Она продолжала смотреть на маму. Та вдруг опустила глаза.
— Ну, я даже толком не знаю. Я прочитала в газете, что врачи-венерологи обеспокоены вспышкой в городе кожных и прочих заболеваний.
Марго присвистнула.
— Этот подарочек можно и в супружеской постельке заработать. Правда, дядя Егор?
— Хм, вот уж не знаю. — Вопрос застал его врасплох. — Я уже далеко не молодой человек, ну, а во времена моей молодости мы про такие страсти и слыхом не слыхивали. Да у нас просто времени не было на чужих женщин. Своим женам и то мало внимания уделяли.
— Рита, ну как ты можешь якшаться с этой ужасной публикой? — не унималась мама.
— А ты?
Марго вылезла из юбки и стала надевать свое узкое оранжевое платье на длинной молнии сзади.
— Сашка, застегни, — велела она, повернувшись ко мне спиной. — Да, я у тебя спрашиваю, наша советская Артемида, как ты можешь принимать всерьез тех, кто эту публику развлекает?
Раздался звонкий хлопок. Я не видела, как это произошло, но уже в следующую секунду поняла, что мама залепила Марго пощечину.
— Как же ты его ненавидишь, — прошептала мама. — Он, между прочим, говорил мне об этом.
— Скажите какая предупредительность. — Марго прижала к щеке руку. — Интересно, а что еще он тебе говорил?
— Что ты сделаешь все возможное, только бы нас разлучить. Но у тебя, поверь, ничего не выйдет.
— Ладно, я вас покидаю, — сказала Марго и направилась к себе в комнату. Она на секунду задержалась на пороге столовой, сказала, не поворачивая головы: — Выйдет. В моей старшей сестре над всем остальным преобладает здравый смысл.
— Девочки, что произошло? — начал было дедушка Егор. Но мама не дала ему слова:
— Ничего особенного. Обычная семейная разборка. Саша, пошли с нами в кино?
Разумеется, я с ходу приняла приглашение.
Я сидела в душном зале «Буревестника» между мамой и Камышевским и изо всех сил старалась смотреть на экран. Кажется, у меня это получалось, но убей не скажу, про что была та комедия с Жан-Полем Бельмондо, хоть и очень любила этого актера. Помню только, что время от времени зал заходился диким хохотом.

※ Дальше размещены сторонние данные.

Issue #7926, opened 2019-03-13
Default tags for all resources


flowirtz:
### Description
> I'd like to set default tags for all resources created within a Terraform stack.

When creating service stacks on AWS with Terraform, I like to tag all resources of a project. Right now, this involves a lot of manual work.
I would like to set default tags with the provider, that then automatically get applied to all AWS resources that support it.

There has been an [issue over on the main terraform repo (since 2015)](https://github.com/hashicorp/terraform/issues/2283) which had plenty of 👍 and got closed in favor of creating issues with the respective providers. I couldn't find such an issue though, thus creating this one.

### New or Affected Resource(s)
* `aws_*`

### Potential Terraform Configuration
```hcl
provider "aws" {
  # ...

  default_tags = {
    Project = "Project_1"
    Environment = "Production"
  }
}
```

### References
* Original issue: hashicorp/terraform#2283

---

### Community Note

* Please vote on this issue by adding a 👍 [reaction](https://blog.github.com/2016-03-10-add-reactions-to-pull-requests-issues-and-comments/) to the original issue to help the community and maintainers prioritize this request
* Please do not leave "+1" or "me too" comments, they generate extra noise for issue followers and do not help prioritize the request
* If you are interested in working on this issue or have submitted a pull request, please leave a comment

gwkunze:
In general (with my limited knowledge on the provider specifics) this should be possible. The one tricky part would be any resources that have additions to the basic tag properties. The one I know that does this is the auto scaling group resources which in addition to a key and value also has a _required_ property which determines whether the tags propagate to instances the ASG creates. So that should probably be taken into account when (if?) implementing this.

FWirtz:
@gwkunze sorry for the late reply, am currently on a long vacation, coming back next week and want to have a proper look at this then.

I've never handled the terraform core nor written any plugins, but want to give this a try anyways as I'd love to have this feature. 

Is there anything else that you can think of that one would need to keep in mind when implementing this? I'm very confident that my TF knowledge is way more limited than yours haha :-)

Thanks already for this suggestion!

FWirtz:
Alright, so I investigated this a little further and am pretty sure that I **won't** have the resources to tackle this. I have no prior experience with go, never contributed to this repo before and have not a whole lot of time.
I'm **happy to help somebody else** with minor things but that's all I can do, I think.

jonscheiding:
[...]

PR #18726, opened 2021-04-09
provider: Support default tags (resources aws_r*)

bflad:
### Community Note

Reference: https://github.com/hashicorp/terraform-provider-aws/issues/7926

Output from acceptance testing: Will be handled via CI, review, and daily acceptance testing

### DIFF
--- a/aws/resource_aws_route53_health_check.go
+++ b/aws/resource_aws_route53_health_check.go
@@ -153,8 +153,11 @@ func resourceAwsRoute53HealthCheck() *schema.Resource {
 				Default:  false,
 			},
 
-			"tags": tagsSchema(),
+			"tags":     tagsSchema(),
+			"tags_all": tagsSchemaComputed(),
 		},
+
+		CustomizeDiff: SetTagsDiff,
 	}
 }
 
@@ -227,8 +230,8 @@ func resourceAwsRoute53HealthCheckUpdate(d *schema.ResourceData, meta interface{
 		return err
 	}
 
-	if d.HasChange("tags") {
-		o, n := d.GetChange("tags")
+	if d.HasChange("tags_all") {
+		o, n := d.GetChange("tags_all")
 
 		if err := keyvaluetags.Route53UpdateTags(conn, d.Id(), route53.TagResourceTypeHealthcheck, o, n); err != nil {
 			return fmt.Errorf("error updating Route53 Health Check (%s) tags: %s", d.Id(), err)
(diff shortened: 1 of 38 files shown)


anGie44 (approved):

aws/resource_aws_route53_health_check.go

Потом мы сидели в кафе «Мороженое», и на нас смотрели — Камышевского знал весь город, в особенности на Бродвее. На маме была гофрированная юбка и черная кофточка с люрексом. Я давно не видела ее такой веселой и беззаботной.
— Хочу выпить за красоту двух самых очаровательных в мире женщин. — Камышевский держал свой бокал между третьим и четвертым пальцами. Я хорошо помню этот его жест — никогда не видела, чтобы кто-то так красиво держал бокал. — Еще я хочу, чтобы мы как можно скорее очутились в обетованном краю. Море, пальмы, белые корабли на горизонте, длинноногие загорелые женщины в бикини… И среди них две мои самые любимые и желанные.